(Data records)
=-=-=-=-=

PR #3496, opened 2022-05-06
OpenDDS lacks a way to print IDL defined types (in a default build)

jrw972:
Problem
-------

Occassionally, it is useful to print out an IDL defined type.
Currently, OpenDDS only supports this when built with rapidjson.

Solution
--------

Define PrinterValueWriter.


dds/DCPS/PrinterValueWriter.h
```diff
@@ -0,0 +1,290 @@
...
+void PrinterValueWriter::write_string(const ACE_CDR::Char* value, size_t length)
+{
+  stream_ << '"' << std::string(value, length) << '"';
+}
+
+void PrinterValueWriter::write_wstring(const ACE_CDR::WChar* /*value*/, size_t /*length*/)
+{
+  // FUTURE
+  stream_ << "wide string";
+}
```
iguessthislldo, line 277: There are existing functions in [`ValueHelper.h`](https://github.com/objectcomputing/OpenDDS/blob/master/dds/DCPS/ValueHelper.h) for printing a representation all the character based types. These are the same functions `opendds_idl` and `print_dynamic_data`/`inspect` are using.

dds/idl/marshal_generator.cpp
```diff
@@ -3206,57 +3206,6 @@ bool marshal_generator::gen_struct(AST_Structure* node,
...
-        expr += " \"";
-      }
-      expr += ";\n"
-        "  }\n";
-      if (is_string_type) {
-        expr +=
-          "  strm.os() << '\"';\n";
-      }
-      expr += indent + streamCommon(
-        indent, field_name, fields[i]->field_type(), "<< stru", false, intro, cxx, true);
```
iguessthislldo, line 3246: There's also some printer support that's running through `streamCommon` to help it distinguish between outputting to `Serializer` and `ostream`. I think it's the last `true`. I don't know if we want to cover that in this PR.

iguessthislldo (changes requested):

dds/DCPS/PrinterValueWriter.h
```diff
@@ -0,0 +1,290 @@
...
+
+OPENDDS_BEGIN_VERSIONED_NAMESPACE_DECL
+
+namespace OpenDDS {
+namespace DCPS {
+
+/// Convert values to a readable format.
+class PrinterValueWriter : public ValueWriter {
+public:
+  static unsigned int indent;
```
mitza-oci, line 32: Is this supposed to be `const`? If not, how does it handle concurrency/reentrancy?

jrw972: No, it's a global default so it should only be changed once at start up.

mitza-oci: How about using `Service_Participant` to keep track of it like other `[common]` configurable values?

iguessthislldo (approved):

tests/unit-tests/dds/DCPS/PrinterValueWriter.cpp
```diff
@@ -0,0 +1,447 @@
...
+  pvw.begin_element(0);
+  pvw.write_int16(5);
+  pvw.end_element();
+  pvw.begin_element(1);
+  pvw.write_int16(6);
+  pvw.end_element();
+  pvw.end_array();
+  pvw.end_struct_member();
+  pvw.end_struct();
+  EXPECT_STREQ(pvw.str().c_str(), "    a: \n        [0]: 5\n        [1]: 6");
```
iguessthislldo, line 222: If you don't want to change this to avoid the trailing whitespace, this should make the lint script stop complaining about it.

```suggestion
  pvw.end_struct();
  // lint.pl ignores whitespace_before_newline_in_string on next line
  EXPECT_STREQ(pvw.str().c_str(), "    a: \n        [0]: 5\n        [1]: 6");
```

=-=-=-=-=

__WHAT TO WORK ON__:
Would you please transcribe the records above in full and exactly?

__YOUR SOLUTION__:
PR #3496, opened 2022-05-06
OpenDDS lacks a way to print IDL defined types (in a default build)

jrw972:
Problem
-------

Occassionally, it is useful to print out an IDL defined type.
Currently, OpenDDS only supports this when built with rapidjson.

Solution
--------

Define PrinterValueWriter.


dds/DCPS/PrinterValueWriter.h
```diff
@@ -0,0 +1,290 @@
...
+void PrinterValueWriter::write_string(const ACE_CDR::Char* value, size_t length)
+{
+  stream_ << '"' << std::string(value, length) << '"';
+}
+
+void PrinterValueWriter::write_wstring(const ACE_CDR::WChar* /*value*/, size_t /*length*/)
+{
+  // FUTURE
+  stream_ << "wide string";
+}
```
iguessthislldo, line 277: There are existing functions in [`ValueHelper.h`](https://github.com/objectcomputing/OpenDDS/blob/master/dds/DCPS/ValueHelper.h) for printing a representation all the character based types. These are the same functions `opendds_idl` and `print_dynamic_data`/`inspect` are using.

dds/idl/marshal_generator.cpp
```diff
@@ -3206,57 +3206,6 @@ bool marshal_generator::gen_struct(AST_Structure* node,
...
-        expr += " \"";
-      }
-      expr += ";\n"
-        "  }\n";
-      if (is_string_type) {
-        expr +=
-          "  strm.os() << '\"';\n";
-      }
-      expr += indent + streamCommon(
-        indent, field_name, fields[i]->field_type(), "<< stru", false, intro, cxx, true);
```
iguessthislldo, line 3246: There's also some printer support that's running through `streamCommon` to help it distinguish between outputting to `Serializer` and `ostream`. I think it's the last `true`. I don't know if we want to cover that in this PR.

iguessthislldo (changes requested):

dds/DCPS/PrinterValueWriter.h
```diff
@@ -0,0 +1,290 @@
...
+
+OPENDDS_BEGIN_VERSIONED_NAMESPACE_DECL
+
+namespace OpenDDS {
+namespace DCPS {
+
+/// Convert values to a readable format.
+class PrinterValueWriter : public ValueWriter {
+public:
+  static unsigned int indent;
```
mitza-oci, line 32: Is this supposed to be `const`? If not, how does it handle concurrency/reentrancy?

jrw972: No, it's a global default so it should only be changed once at start up.

mitza-oci: How about using `Service_Participant` to keep track of it like other `[common]` configurable values?

iguessthislldo (approved):

tests/unit-tests/dds/DCPS/PrinterValueWriter.cpp
```diff
@@ -0,0 +1,447 @@
...
+  pvw.begin_element(0);
+  pvw.write_int16(5);
+  pvw.end_element();
+  pvw.begin_element(1);
+  pvw.write_int16(6);
+  pvw.end_element();
+  pvw.end_array();
+  pvw.end_struct_member();
+  pvw.end_struct();
+  EXPECT_STREQ(pvw.str().c_str(), "    a: \n        [0]: 5\n        [1]: 6");
```
iguessthislldo, line 222: If you don't want to change this to avoid the trailing whitespace, this should make the lint script stop complaining about it.

```suggestion
  pvw.end_struct();
  // lint.pl ignores whitespace_before_newline_in_string on next line
  EXPECT_STREQ(pvw.str().c_str(), "    a: \n        [0]: 5\n        [1]: 6");
```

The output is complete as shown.